TL;DR: Error messages are not just cleanup copy. For agent-facing products, they are one of the few places where the product gets to correct the agent while it is actively screwing up, before the user decides the whole thing is broken.

We've been overhauling errors recently. Not as a polish pass. Not because someone found religion about microcopy. Because the logs kept showing us the same ugly thing: people were failing, agents were confidently making it worse, and our product was giving them almost nothing useful at the moment it mattered.

When an error fails to do its job, the user (or the agent acting on their behalf) walks away assuming something is broken on our end. Usually it isn't. They just couldn't tell.

The principle I keep coming back to is simple.

Every bad error message is a missed activation. Every one. The error is the first place your product talks back to someone who is, right then, deciding whether you're worth their next hour. If it sounds confused, you sound confused. If it points them at the fix, you just bought yourself a little bit of trust.

I want to walk through what we're working on right now. Including one fight I had with a coding agent that I'm reversing my position on, live, in this article.

What we're moving every error toward

The shape we're trying to push every error into is roughly this: what happened, in the language of the user's input; which assumption or input was wrong; and how to do it correctly. Plus a link, ideally to a docs page that's structured to be parsed by an LLM as well as read by a human. Clean markdown.

We've built the mechanism to include docs links directly in JSON error responses, so when the user (or their agent) logs the failure, the link sits next to the message. Why this matters: a lot of what we were seeing came from people and agents who hadn't read the docs, or there was a page in the docs that already explained exactly what they'd hit, and they had no way to find it from inside their context.

Agents amplify that problem. They will confidently act on a bad prior unless the product corrects them at the moment of failure. That's the loop we're trying to close: the failure should carry the next useful pointer, instead of forcing the user or the agent to go hunting for it somewhere else.

Honestly though, the bigger lever has been embarrassingly simple: write the error like the person or agent reading it has never seen your docs, because they usually haven’t. Not more words. More context. A single sentence that names the cause and the fix beats a docs link the agent has to click to get to the same information.

The UUID example

The cleanest before/after I have is the session ID error.

You can optionally pass your own session ID when you create a session in Steel, and it has to be a UUID. Users (and increasingly, coding agents) kept passing in random strings.

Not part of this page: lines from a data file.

PR #3421, opened 2025-06-12
Fix documentation for gateway_ip in subnet update

mandre:
The neutron documentation was wrong, and not providing a gateway_ip is a no-op for subnet update.

Neutron docs being fixed at [1].

[1] https://review.opendev.org/c/openstack/neutron-lib/+/952428


stephenfin (approved):
CI failures are unrelated so this lgtm

openstack/networking/v2/subnets/requests.go
```diff
@@ -199,8 +199,7 @@ type UpdateOpts struct {
 	// AllocationPools are IP Address pools that will be available for DHCP.
 	AllocationPools []AllocationPool `json:"allocation_pools,omitempty"`
 
-	// GatewayIP sets gateway information for the subnet. Setting to nil will
-	// cause a default gateway to automatically be created. Setting to an empty
+	// GatewayIP sets gateway information for the subnet. Setting to an empty
```
pierreprinetti, line 202: >Setting to an empty will cause the subnet to be created with no gateway

Maybe since we're here we can rephrase: this is `UpdateOpts` and we are not creating

mandre: Done

PR #3757, opened 2026-05-18
Add Placement resourceprovider list post 1.39

Etua:
Allows for repeating required and member_of arguments. Change of the type of field, microversions.go required.

Related #526


Etua:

Our original error was something like "format incorrect." It didn't really mean anything. The agent would see it, shrug, try a different random string. Technically accurate. Functionally useless. The worst category.

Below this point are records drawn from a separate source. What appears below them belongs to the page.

PR #3765, opened 2026-05-23
ci(magnum): deprecate heat and use magnum-cluster-api driver

winiciusallan:
As Magnum moved towards removing the Heat driver to use out-of-tree drivers instead[1], we cannot rely on it anymore in our CI. This pull request changes the `functional-containerinfra` job to use the `vexxhost/magnum-cluster-api`[2] plugin that's also being used upstream[3].

The Vexxhost's driver spins up a Kubernetes cluster using Kind, installs all the dependencies, such as: kubectl, clusterctl, and CAPI, with OpenStack as the infrastructure provider (so we also have ORC here 🤩 ).

Let's see how it goes.

[1] https://review.opendev.org/c/openstack/magnum/+/985348
[2] https://github.com/vexxhost/magnum-cluster-api
[3] https://review.opendev.org/c/openstack/magnum-tempest-plugin/+/987846

### DIFF
--- a/script/stackenv
+++ b/script/stackenv
@@ -71,10 +71,7 @@ EOL
 fi
 
 if _=$(openstack service list | grep container-infra); then
-    _MAGNUM_IMAGE_ID=$(openstack image list --format value -c Name -c ID | grep coreos | cut -d ' ' -f 1)
-    if [ -z "$_MAGNUM_IMAGE_ID" ]; then
-        _MAGNUM_IMAGE_ID=$(openstack image list --format value -c Name -c ID | grep -i atomic | cut -d ' ' -f 1)
-    fi
+    _MAGNUM_IMAGE_ID=$(openstack image list --format value -c Name -c ID | grep ubuntu | cut -d ' ' -f 1)
     cat >> "openrc" <<EOL
 export OS_MAGNUM_IMAGE_ID="$_MAGNUM_IMAGE_ID"
 export OS_MAGNUM_KEYPAIR=magnum
--- a/script/stackenv
+++ b/script/stackenv
@@ -71,7 +71,12 @@ EOL
 fi
 
 if _=$(openstack service list | grep container-infra); then
-    _MAGNUM_IMAGE_ID=$(openstack image list --format value -c Name -c ID | grep ubuntu | cut -d ' ' -f 1)
+    _MAGNUM_IMAGE_ID=$(openstack image list --format value -c Name -c ID | grep ubuntu | cut -d ' ' -f 1 || true)
+
+    if [[ -z "${_MAGNUM_IMAGE_ID}" ]]; then
+        # Fallback to the CoreOS image used on Epoxy release.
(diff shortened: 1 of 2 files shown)


script/stackenv
```diff
@@ -60,10 +60,7 @@ export OS_FLAVOR_ID_RESIZE="$_FLAVOR_ALT_ID"
 EOL
 
 if _=$(openstack service list | grep container-infra); then
-    _MAGNUM_IMAGE_ID=$(openstack image list --format value -c Name -c ID | grep coreos | cut -d ' ' -f 1)
-    if [ -z "$_MAGNUM_IMAGE_ID" ]; then
-        _MAGNUM_IMAGE_ID=$(openstack image list --format value -c Name -c ID | grep -i atomic | cut -d ' ' -f 1)
-    fi
+    _MAGNUM_IMAGE_ID=$(openstack image list --format value -c Name -c ID | grep ubuntu | cut -d ' ' -f 1)
```
winiciusallan: Wondering whether we want to be able to choose the Kubernetes version to test against. We could add it to this filter instead of just grep'ing for "ubuntu".

This works because devstack does not create any ubuntu image, so there is no conflict.

But the K8s version tells more about the underlying driver support, and [CAPI compatibility](https://cluster-api.sigs.k8s.io/reference/versions#kubernetes-versions-support)

winiciusallan:
The error on master branch has an upstream bug report on Launchpad. It looks like a consequence of migrating to use the openstacksdk. 

https://bugs.launchpad.net/magnum/+bug/2153128

script/stackenv
mandre: That's a fair question. I think there's no need to do it here and we can leave that to future work.

winiciusallan:
> The error on master branch has an upstream bug report on Launchpad. It looks like a consequence of migrating to use the openstacksdk.
> 
> https://bugs.launchpad.net/magnum/+bug/2153128

As a follow-up, I've proposed a patch for this issue. Let's see if we can get it merged.

https://review.opendev.org/c/openstack/magnum/+/990397

winiciusallan:
The error on Epoxy is because this release has been using the `--no-build-isolation` flag when installing dependencies, which forces build packages (as it is used by magnum-cluster-api to build things in Rust) to be installed in advance. I'm trying to find a workaround to this; suggestions are appreciated.

I filed an issue in vexxhost/magnum-cluster-api https://github.com/vexxhost/magnum-cluster-api/issues/1045

winiciusallan:
Hey @stephenfin, do you have any suggestions for how to workaround the issue above? Looking at the history, we added the build-isolation flag to work around the `pkg_resources` removal on older branches. This flag is stopping us from building the magnum-cluster-api driver properly.

I saw Gnocchi adding a validation to skip this.

https://github.com/openstack/devstack/commit/ceec372db7b82b99e476e5abdc81b9140db8a152

I'm not sure about the likelihood of doing this upstream for the vexxhost repository.

mandre (approved):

We changed it to tell the user, in one line, to pass a valid UUID. That was it. The error rate on that endpoint dropped by more than half. And this was before agents got good. Even regular users were hitting that one bad sentence and bouncing.

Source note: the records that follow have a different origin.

PR #3768, opened 2026-05-26
neutron: properly enable port-forwarding extension in devstack

kayrus:


.github/workflows/functional-networking.yaml
```diff
@@ -71,11 +71,13 @@ jobs:
             enable_plugin networking-bgpvpn https://github.com/openstack/networking-bgpvpn.git ${{ matrix.openstack_version }}
             Q_ML2_PLUGIN_EXT_DRIVERS=qos,port_security,dns_domain_keywords,port_trusted
             BGP_SCHEDULER_DRIVER=neutron_dynamic_routing.services.bgp.scheduler.bgp_dragent_scheduler.StaticScheduler
+            Q_SERVICE_PLUGIN_CLASSES=port_forwarding
+            L3_AGENT_EXTENSIONS=port_forwarding
```
winiciusallan: I'm ok with this solution because it works, but testing here locally, I was able to enable the extension using:

```
enable_service neutron-port-forwarding

enable_plugin neutron https://github.com/openstack/neutron master
```

although neutron-port-forwarding is not being an external extension, it looks like we **can** enable the neutron plugin so it can check and configure it

https://github.com/openstack/neutron/blob/master/devstack/plugin.sh#L107

IMHO it is cleaner and straightforward. Thoughts?

kayrus: ah, that is why I could not find anything related to port-forwarding in devstack repo. let me try with a cleaner solution then.

kayrus: nope, this doesn't work: `devstack/lib/neutron_plugins/ovn_agent:394 The q-l3/neutron-l3 service must be disabled with OVN.`

winiciusallan: I linked the wrong line, sorry. But devstack also configures this extension when using OVN. The point of my suggestion is just to enable the neutron plugin. At least, this is how it worked for me.

https://github.com/openstack/neutron/blob/master/devstack/plugin.sh#L125

kayrus: Thanks for the hint. Now we can completely disable the `Q_ML2_PLUGIN_EXT_DRIVERS`

winiciusallan (approved):
All jobs are green. Nice!

mandre (approved):
Thanks!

A vague error doesn't fail safely. It fails quietly into the category I'd describe as "the user concludes the product doesn't work." A specific error turns that same moment into a one-second correction.

The happy path gets users interested. The failure path decides whether they come back.

The Bearer fight

Steel doesn't use the Authorization header at all. Our auth header is a custom one: steel-api-key: <your-key>. The reason was boring and practical: Steel spends a lot of time around other people’s websites, cookies, proxies, sessions, and auth state, so we wanted our control-plane auth to be extremely explicit. steel-api-key is ugly in a useful way: you can see exactly what it is.

People kept sending us Authorization: Bearer <your-key> anyway. Mostly coding agents. The agents were confused in the most boring possible way: they had seen ten million APIs use Bearer auth, and decided ours did too. The model would confidently tell users that's how the API works, they'd paste the snippet, the request would fail. We'd see the same pattern over and over in the logs.

First push: a clear error that said we don't use Bearer, with a link to the docs. The error fired. It barely moved the needle. My best guess is that the model already had Bearer baked in deep, from an old crawl or just generic API priors, and one error wasn't going to dent it.

At that point, the practical answer looked obvious: accept what agents were already sending.

So we caved. We started accepting Authorization: Bearer <your-key> as a silent alias alongside the canonical header. The bet was we could remove the alias later, once the data showed people were converging on the right one. This is the kind of sentence engineers write shortly before creating permanent compatibility debt.

Note: I am now increasingly convinced this was wrong, which is annoying because I was there when we did it. Talking it through with the team changed how I think about what an error actually is.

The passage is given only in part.